- Born: September 1968 (age 57)
- Occupations: businessman and restaurateur
- Known for: founder of ASK Italian
- Parent: Phillip Kaye
- Relatives: Samuel Kaye (brother)

= Adam Kaye =

British businessman and restaurateur

Adam Kaye (born September 1968) is a British businessman and restaurateur, and the co-founder with his brother Samuel of the ASK Italian casual dining chain. He is an executive director with Everyman Cinemas.

==Early life==
Adam Kaye was born in September 1968, the son of businessman and restaurateur Phillip Kaye. He studied catering at a college in Westminster, London.
The family name was originally Kropifko.

==Career==
In 1993, Adam and Sam Kaye opened their first restaurant, a week after Sam finished at catering college. They bought the lease on a former Tootsies restaurant in Belsize Park, London, and converted it into a pizza pasta restaurant, inspired by Pizza Express. By 2002, they had 140 restaurants, 4,500 staff and turnover of £95 million.

In 2004, Adam and Sam Kaye sold their ASK Italian and Zizzi restaurants to Gondola Group, earning them almost £30 million. In 2006, the brothers launched the dim sum chain DimT.

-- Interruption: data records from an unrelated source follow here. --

PR #15682, opened 2026-08-13
sync: smoother upload repository attachment dispatcher providing (fixes #15782)

dogi:
💡 **What:**
Injected `DispatcherProvider` into `UploadRepositoryImpl` and wrapped the blocking I/O calls (`file.toURI().toURL().openConnection()` and `FileUtils.fullyReadFileToBytes(file)`) in `UploadRepositoryImpl.uploadAttachment` with `withContext(dispatcherProvider.io)`. Mocked `DispatcherProvider` was injected into the test setup using `UnconfinedTestDispatcher`.

🎯 **Why:**
`uploadAttachment` is a `suspend` function, but it was executing blocking file reads and URL connections synchronously. This blocked the underlying thread from executing other coroutines, which negatively impacts overall application performance and responsiveness, especially on the `main` or `default` thread pool.

📊 **Measured Improvement:**
Although I was unable to compile the benchmark runner properly in the environment due to missing dependencies (`kotlinc` not found in `bash` / environment classpath issues), moving blocking file I/O and network operations to `Dispatchers.IO` is a fundamental coroutine best practice. By offloading these operations, the calling dispatcher (e.g. `Dispatchers.Main` or `Dispatchers.Default`) is no longer blocked for the duration of the disk read (e.g., reading a multi-megabyte file) or the initial network connection setup. This guarantees UI fluidity if called from the Main thread, and prevents thread starvation if called from the Default thread pool.

---
*PR created automatically by Jules for task [8639373676185993072](https://jules.google.com/task/8639373676185993072) started by @dogi*

## Summary by CodeRabbit

* **Performance**
  * Improved attachment uploads by processing files and preparing upload requests in the background.
  * Reduced the impact of file processing on app responsiveness.

* **Reliability**
  * Improved dispatcher handling for more consistent upload processing.
  * Upload submission behavior remains unchanged.

* **Maintenance**
  * Updated the app to version 0.65.13.

PR #15693, opened 2026-08-14
login: smoother configurations repository provisioning (fixes #15811)

### LINKED ISSUE #15811: Refactor SyncActivity to extract provisioning logic into ConfigurationsRepository
Extract `SyncActivity` provisioning logic out of the UI layer.

This PR extracts the `clearInternalStorage` and `downloadAdditionalResources` logic out of `SyncActivity.kt` into a single, unified `provisionApp()` method inside `ConfigurationsRepository`. 
The new `provisionApp(hasWritePermission)` method handles checking the `getFirstRun` flag, deleting `FileUtils.getOlePath()` if permission is granted, and parsing concatenated links to start the download service. `SyncActivity` is updated to invoke this method during `onSyncComplete`.

dogi:
Extract `SyncActivity` provisioning logic out of the UI layer.

This PR extracts the `clearInternalStorage` and `downloadAdditionalResources` logic out of `SyncActivity.kt` into a single, unified `provisionApp()` method inside `ConfigurationsRepository`. 
The new `provisionApp(hasWritePermission)` method handles checking the `getFirstRun` flag, deleting `FileUtils.getOlePath()` if permission is granted, and parsing concatenated links to start the download service. `SyncActivity` is updated to invoke this method during `onSyncComplete`.

---
*PR created automatically by Jules for task [13302662138937293453](https://jules.google.com/task/13302662138937293453) started by @dogi*

### DIFF
--- a/app/build.gradle
+++ b/app/build.gradle
@@ -10,8 +10,8 @@ android {
         applicationId "org.ole.planet.myplanet"
         minSdk = 26
         targetSdk = 36
-        versionCode = 6543
-        versionName = "0.65.43"
+        versionCode = 6544
+        versionName = "0.65.44"
         ndkVersion = '26.3.11579264'
         vectorDrawables.useSupportLibrary = true
     }
--- a/app/src/main/java/org/ole/planet/myplanet/repository/ConfigurationsRepository.kt
+++ b/app/src/main/java/org/ole/planet/myplanet/repository/ConfigurationsRepository.kt
@@ -13,7 +13,8 @@ interface ConfigurationsRepository {
     suspend fun getMinApk(url: String, pin: String): ConfigurationResult
     fun getPlanetType(): String?
     suspend fun ensureServerUrlUpdated()
-    fun provisionApp(hasWritePermission: Boolean)
+    suspend fun clearFirstRunStorage(hasWritePermission: Boolean)
+    suspend fun startQueuedDownloads()
 
     interface CheckVersionCallback {
         fun onUpdateAvailable(info: MyPlanet?, cancelable: Boolean)
--- a/app/src/main/java/org/ole/planet/myplanet/repository/ConfigurationsRepository.kt
+++ b/app/src/main/java/org/ole/planet/myplanet/repository/ConfigurationsRepository.kt
@@ -13,8 +13,8 @@ interface ConfigurationsRepository {
     suspend fun getMinApk(url: String, pin: String): ConfigurationResult
     fun getPlanetType(): String?
     suspend fun ensureServerUrlUpdated()
-    suspend fun clearFirstRunStorage(hasWritePermission: Boolean)
-    suspend fun startQueuedDownloads()
+    suspend fun clearFirstRunStorageAndSetFlag(hasWritePermission: Boolean)
+    suspend fun getQueuedDownloads(): ArrayList<String>?
 
     interface CheckVersionCallback {
         fun onUpdateAvailable(info: MyPlanet?, cancelable: Boolean)
--- a/app/src/main/java/org/ole/planet/myplanet/repository/ConfigurationsRepository.kt
+++ b/app/src/main/java/org/ole/planet/myplanet/repository/ConfigurationsRepository.kt
@@ -13,6 +13,7 @@ interface ConfigurationsRepository {
     suspend fun getMinApk(url: String, pin: String): ConfigurationResult
     fun getPlanetType(): String?
     suspend fun ensureServerUrlUpdated()
+    fun provisionApp(hasWritePermission: Boolean)
 
     interface CheckVersionCallback {
         fun onUpdateAvailable(info: MyPlanet?, cancelable: Boolean)
--- a/app/src/main/java/org/ole/planet/myplanet/repository/ConfigurationsRepository.kt
+++ b/app/src/main/java/org/ole/planet/myplanet/repository/ConfigurationsRepository.kt
@@ -14,7 +14,7 @@ interface ConfigurationsRepository {
     fun getPlanetType(): String?
     suspend fun ensureServerUrlUpdated()
     suspend fun clearFirstRunStorageAndSetFlag(hasWritePermission: Boolean)
-    suspend fun getQueuedDownloads(): ArrayList<String>?
+    suspend fun getQueuedDownloads(): List<String>
 
     interface CheckVersionCallback {
         fun onUpdateAvailable(info: MyPlanet?, cancelable: Boolean)
--- a/app/src/main/java/org/ole/planet/myplanet/repository/ConfigurationsRepositoryImpl.kt
+++ b/app/src/main/java/org/ole/planet/myplanet/repository/ConfigurationsRepositoryImpl.kt
@@ -5,11 +5,13 @@ import androidx.core.content.edit
 import androidx.core.net.toUri
 import com.google.gson.JsonObject
 import dagger.hilt.android.qualifiers.ApplicationContext
+import java.io.File
 import java.io.IOException
 import java.net.ConnectException
 import java.net.SocketTimeoutException
 import java.net.UnknownHostException
 import java.util.concurrent.ConcurrentHashMap
+import kotlinx.serialization.json.Json
 import javax.inject.Inject
 import kotlinx.coroutines.CoroutineScope
 import kotlinx.coroutines.TimeoutCancellationException
@@ -36,6 +38,7 @@ import org.ole.planet.myplanet.utils.NetworkUtils
 import org.ole.planet.myplanet.utils.Sha256Utils
 import org.ole.planet.myplanet.utils.TimeProvider
 import org.ole.planet.myplanet.utils.UrlUtils
+import org.ole.planet.myplanet.utils.DownloadUtils
 import org.ole.planet.myplanet.utils.VersionUtils
 
 class ConfigurationsRepositoryImpl @Inject constructor(
@@ -367,6 +370,26 @@ class ConfigurationsRepositoryImpl @Inject constructor(
 
     override fun getPlanetType(): String? {
         return sharedPrefManager.getRawString("planetType")
+    }
+
+    override fun provisionApp(hasWritePermission: Boolean) {
+        if (hasWritePermission && sharedPrefManager.getFirstRun()) {
+            val myDir = File(FileUtils.getOlePath(context))
+            if (myDir.isDirectory) {
+                val children = myDir.list()
+                if (children != null) {
+                    for (i in children.indices) {
+                        File(myDir, children[i]).delete()
+                    }
+                }
+            }
+            sharedPrefManager.setFirstRun(false)
+        }
+        val storedJsonConcatenatedLinks = sharedPrefManager.getConcatenatedLinks()
+        if (storedJsonConcatenatedLinks != null) {
+            val storedConcatenatedLinks: ArrayList<String> = Json.decodeFromString(storedJsonConcatenatedLinks)
+            DownloadUtils.openDownloadService(context, storedConcatenatedLinks, true)
+        }
     }
 
     private fun buildCouchdbUrl(currentUrl: String, pin: String): String {
--- a/app/src/main/java/org/ole/planet/myplanet/repository/ConfigurationsRepositoryImpl.kt
+++ b/app/src/main/java/org/ole/planet/myplanet/repository/ConfigurationsRepositoryImpl.kt
@@ -11,7 +11,6 @@ import java.net.ConnectException
 import java.net.SocketTimeoutException
 import java.net.UnknownHostException
 import java.util.concurrent.ConcurrentHashMap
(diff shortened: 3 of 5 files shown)


dogi:
**Review — rating: 64/100**

CI green on all three checks. Moving provisioning out of `SyncActivity` is worth doing, but this merges two operations that ran at different times into one call, which changes when the storage wipe happens.

**The first-run wipe moves from before the sync to after it**

Previously these were two separate methods invoked at two points:

- `clearInternalStorage()` — called in the sync-trigger path (`SyncActivity.kt:~698`), *before* `isServerReachable(processedUrl, "sync")`
- `downloadAdditionalResources()` — called in the post-sync success path (`~531`)

Now both live in `provisionApp(hasWritePermission)`, called only at the post-sync site, and the pre-sync call is deleted. So on a first run the `ole/` directory is emptied *after* the sync completes rather than before it begins.

That matters if anything wrote into `FileUtils.getOlePath(context)` during the sync — the wipe would delete it. The window is narrow (`getFirstRun()` gates it, and a genuinely fresh install has an empty directory), but the case it was presumably guarding — a reinstall over leftover data — is exactly the case where the sync repopulates that directory first and then gets wiped. Worth confirming this reordering is intentional, and saying so in the description if it is.

**Blocking file I/O in a non-suspend repository method**

```kotlin
override fun provisionApp(hasWritePermission: Boolean) {
    …
    val myDir = File(FileUtils.getOlePath(context))
    if (myDir.isDirectory) { … File(myDir, children[i]).delete() … }
```

`isDirectory`, `list()` and a `delete()` loop are all disk I/O, and the method is a plain `fun` called from the activity. That was already true of `clearInternalStorage`, so it isn't a regression — but relocating it into the repository layer makes it the repository's contract, and this codebase's whole `DispatcherProvider` discipline says otherwise. `suspend fun provisionApp(...)` with a `withContext(dispatcherProvider.io)` body would fix it while it's being moved, and #15682 (merged this week) is the reference for that shape.

**`provisionApp` bundles two unrelated things.** Clearing stale storage on first run and kicking off queued downloads share only their call site. Two methods — `clearFirstRunStorage(hasWritePermission)` and `startQueuedDownloads()` — would keep the ordering explicit at the call site and let the activity decide when each runs, which is what the current split was doing.

**Import ordering:** `kotlinx.serialization.json.Json` is inserted between `java.util.concurrent.ConcurrentHashMap` and `javax.inject.Inject`, and `utils.DownloadUtils` lands after `utils.UrlUtils`.

**Worth checking:** `File`, `FileUtils`, `Json` and `openDownloadService` may now be unused imports in `SyncActivity` if the two removed methods were their only consumers.

**Verdict:** right instinct, and `ConfigurationsRepository` is the right home. Confirm or restore the wipe's ordering, make the method `suspend` with the I/O on a dispatcher, and consider keeping the two operations separate.

---

dogi:
**Review — rating: 72/100**

One of these two moves is a genuine fix; the other is in the wrong layer. Plus some leftovers.

**`clearFirstRunStorage` is the good one, and for a reason the description doesn't mention.** The old call site ran on the main thread:

```kotlin
isSync = true
if (checkPermission(Manifest.permission.WRITE_EXTERNAL_STORAGE) && prefData.getFirstRun()) {
    clearInternalStorage()   // directory listing + N file deletes, on the UI thread
}
lifecycleScope.launch { isServerReachable(processedUrl, "sync") }
```

Enumerating and deleting a directory's contents synchronously on the UI thread is an ANR waiting for a slow device with a full OLE folder. The new version does it under `dispatcherProvider.io`, and because the two calls are sequential suspends inside one `launch`, the ordering relative to `isServerReachable` is preserved. That's worth having on its own.

**`startQueuedDownloads` is in the wrong place.** It ends with:

```kotlin
withContext(dispatcherProvider.main) {
    DownloadUtils.openDownloadService(context, storedConcatenatedLinks, true)
}
```

A repository starting an Android Service inverts the project's layering — repositories sit *below* services, not above them. It's also inconsistent with where this exact call already lives elsewhere: `ResourceViewerViewModel.downloadResource` makes the same `openDownloadService` call from the ViewModel layer. Reading prefs and decoding the JSON is legitimately repository work; kicking off the service isn't. Returning the decoded `List<String>` and letting `SyncActivity` start the service keeps the layering and still gets the parse off the main thread.

(I checked `DownloadRepository` as an alternative home — it's a single `downloadFileResponse` HTTP abstraction, so it isn't one either.)

**Two stale imports left in `SyncActivity`.** The PR correctly dropped `FileUtils` and `openDownloadService`, but both methods it removed used two more that are now unreferenced:

- `import java.io.File` — zero remaining `File(` usages
- `import kotlinx.serialization.json.Json` — zero remaining `Json.` usages

**Two misordered imports in `ConfigurationsRepositoryImpl`:**

```kotlin
import java.util.concurrent.ConcurrentHashMap
import kotlinx.serialization.json.Json     // belongs after the kotlinx.coroutines block
import javax.inject.Inject
```

```kotlin
import org.ole.planet.myplanet.utils.UrlUtils
import org.ole.planet.myplanet.utils.DownloadUtils    // belongs before NetworkUtils
import org.ole.planet.myplanet.utils.VersionUtils
```

**Naming:** `clearFirstRunStorage` also does `sharedPrefManager.setFirstRun(false)`. The flag flip is the part a caller would be surprised to lose, and the name only advertises the deletion.

**Nit (pre-existing, moved as-is):** `File(myDir, children[i]).delete()` only removes top-level entries — `delete()` fails silently on a non-empty subdirectory, so nested content survives a "clear". `deleteRecursively()` is what the name implies. Changing it is arguably out of scope for a move, but it's worth knowing the method doesn't do what it says.

**No tests.** `ConfigurationsRepositoryImplTest` already exists, and `startQueuedDownloads`'s decode path (null prefs, malformed JSON, populated list) is straightforward to cover once the service call is out of it — which is a second argument for moving that call out.

**Merge note:** `ConfigurationsRepositoryImpl.kt` is also edited by **#15661** (`ready`), which adds a `@PlainGson` constructor parameter and touches the same import block.

**Verdict:** `change`. Keep `clearFirstRunStorage` — the off-main-thread move is a real improvement. Have `startQueuedDownloads` return the links instead of starting the service, clear the two stale `SyncActivity` imports, and fix the two import positions.

---

dogi:

Every point addressed, including the one that mattered most.

**The layering inversion is gone.** `startQueuedDownloads()` — which started an Android Service from inside a repository — is now `getQueuedDownloads(): ArrayList<String>?`, and `SyncActivity` starts the service:

```kotlin
val links = configurationsRepository.getQueuedDownloads()
if (!links.isNullOrEmpty()) {
    openDownloadService(context, links, true)
}
```

The repository does what a repository should — read the preference, decode the JSON, off the main thread — and the service start stays in the UI layer where the codebase already puts it. As a bonus this is now genuinely testable: it returns a value instead of a side effect.

**Also fixed:**

- `clearFirstRunStorage` → `clearFirstRunStorageAndSetFlag`, so the `setFirstRun(false)` side effect is visible in the name.
- `myDir.listFiles()?.forEach { it.deleteRecursively() }` replaces the index loop over `list()` with `File(myDir, name).delete()`. The old version silently left non-empty subdirectories behind — `delete()` fails on those — so "clear internal storage" now actually clears it. That was a pre-existing bug you didn't have to fix.
- Both stale `SyncActivity` imports removed — `java.io.File` and `kotlinx.serialization.json.Json` are gone, and I confirmed zero remaining usages of either.
- `kotlinx.serialization.json.Json` repositioned after the `kotlinx.coroutines` block, and the `DownloadUtils` import dropped along with the code that needed it.

**Still the good part from last round:** moving the first-run directory clear off the main thread. It ran synchronously in `startSync` before the coroutine, enumerating and deleting a directory on the UI thread, and the sequencing relative to `isServerReachable` is preserved because both are now sequential suspends in the same `launch`.

**Nit:** still no tests, but `getQueuedDownloads` is now a pure `prefs → List<String>?` function and `ConfigurationsRepositoryImplTest` already exists — null prefs, malformed JSON, and a populated list are three cheap cases.

**Merge note:** `ConfigurationsRepositoryImpl.kt` is also touched by **#15661** (`ready`), which adds a `@PlainGson` constructor parameter and edits the same import block. Trivial conflict, just needs sequencing.

**Verdict:** `ready`.

---

Okuro3499 (changes requested):
```
No tests cover the two new methods (clearFirstRunStorageAndSetFlag, getQueuedDownloads), despite this refactor's stated purpose being to make this logic testable outside the Activity.
```

dogi:
**Re-review — Rating: 82/100** (was 72)

Every substantive item from last round landed, and the layering complaint was fixed properly rather than papered over.

`startQueuedDownloads` is now `getQueuedDownloads()` and returns the decoded links instead of starting a Service from inside a repository. `DownloadUtils` and `openDownloadService` no longer appear anywhere in `ConfigurationsRepositoryImpl`; `SyncActivity` owns the service start again. That keeps repositories below services where the project puts them, and the JSON decode still happens off the main thread under `dispatcherProvider.io`. The caller even gained an `isNullOrEmpty()` guard the old `downloadAdditionalResources()` didn't have — an empty stored list used to start the download service with nothing to do.

`java.io.File` and `kotlinx.serialization.json.Json` are gone from `SyncActivity`, and both import-position problems in `ConfigurationsRepositoryImpl` are fixed — `java.io.File` sorts into the `java.*` block at line 8 and `kotlinx.serialization.json.Json` sits after the `kotlinx.coroutines` block at line 22. Tests appeared where there were none.

You also took the `deleteRecursively()` nit, which I'd flagged as arguably out of scope. It's the right semantics — `delete()` fails silently on a non-empty subdirectory, so the old "clear internal storage" left nested content behind — but it does mean this PR broadens a destructive operation, and the PR description still describes itself as an extraction. Worth a line there so it isn't a surprise later.

**One stale import survived.** `SyncActivity` still has `import org.ole.planet.myplanet.utils.FileUtils` at line 63, and `FileUtils` now appears nowhere else in the file — `clearInternalStorage()` was its only user. I listed it as already-dropped last round; it wasn't. Please remove it.

**`ArrayList<String>?` shouldn't be the interface type.** `getQueuedDownloads(): ArrayList<String>?` commits the contract to a concrete mutable implementation. `List<String>` is the idiomatic return type, and returning `emptyList()` rather than `null` would let the call site read `if (links.isNotEmpty())` without the null branch. The decode still works — `Json.decodeFromString<List<String>>` infers fine.

**The decode is unguarded.** `Json.decodeFromString(storedJsonConcatenatedLinks)` throws `SerializationException` on malformed stored prefs, and there's no `try/catch` between it and the `lifecycleScope.launch` in `SyncActivity`. The old code had the same hole, so this isn't a regression — but the whole point of moving it into a repository with a test file is that it's now trivial to guard and to cover. A `runCatching { … }.getOrNull()` and one more test case closes it.

**The deletion test doesn't test the deletion, and says so.** From `clearFirstRunStorageAndSetFlag sets firstRun to false when conditions are met`:

```kotlin
val mockFile = mockk<java.io.File>(relaxed = true)
every { mockFile.isDirectory } returns true
every { mockFile.listFiles() } returns arrayOf()

// We will not mock File constructor as it causes StackOverflow.
// ...
// File("mock_path").isDirectory will just return false on most systems,
// which skips the listFiles block. We mainly care about setFirstRun.
```

`mockFile` is constructed, stubbed twice, and never passed to anything — it's dead code, and the comment is scaffolding explaining a limitation rather than documenting behaviour. Neither should ship. The test that remains asserts only `setFirstRun(false)`, which means the one genuinely risky thing in this PR — the switch to recursive deletion — has no coverage at all. Two things would fix that cheaply: delete the unused mock and the comment block, and take the directory path as a parameter (or inject a small file-ops seam) so a real `@get:Rule TemporaryFolder` can exercise the delete. Failing that, at least add the two negative cases — `hasWritePermission = false` and `getFirstRun() = false` should both leave `setFirstRun` uncalled, and neither is covered today.

**Minor:** the new tests use `io.mockk.mockkObject`, `io.mockk.unmockkObject` and `mockk<java.io.File>` inline while `just` and `runs` were added as imports in the same diff. Import them and use short names, consistent with the rest of the file. And `clearFirstRunStorageAndSetFlag` addresses my naming complaint by advertising both jobs rather than resolving the fact that it does two — a caller can't clear storage without also flipping the flag. Fine as-is; just noting the "AndX" suffix is usually a hint to split.

**You'll need to merge master before this lands.** `ConfigurationsRepository.kt` conflicts because master has since added `suspend fun ensureServerUrlUpdated()` on the exact line your two declarations replace. Resolving it carelessly deletes that method — keep all three. `ConfigurationsRepositoryImpl.kt` is also touched by #15661, and `SyncActivity.kt` by both #15603 and #15698, so whichever of these lands last will need a rebase.

**Verdict:** `ready`. Drop the `FileUtils` import, widen the return type to `List<String>`, and clean the dead mock out of the new test — none of which needs another review round.

---

Okuro3499 (approved):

Kaye was the founder of the pan-Asian Tasty chain.
He has been an executive director of Everyman Media Group since 2015. He is on the board of directors for restaurant chains Ground Round, Tasty, Prezzo, Relish, Villandry Foodstore and several property groups.

==Personal life==
Since 2002, Kaye has lived in a modern six-bedroom house on the edge of Hampstead Heath. In November 2015, Kaye was seeking to demolish the house and build a new one, citing "high living and maintenance costs" and an "inefficient choice of materials during the construction".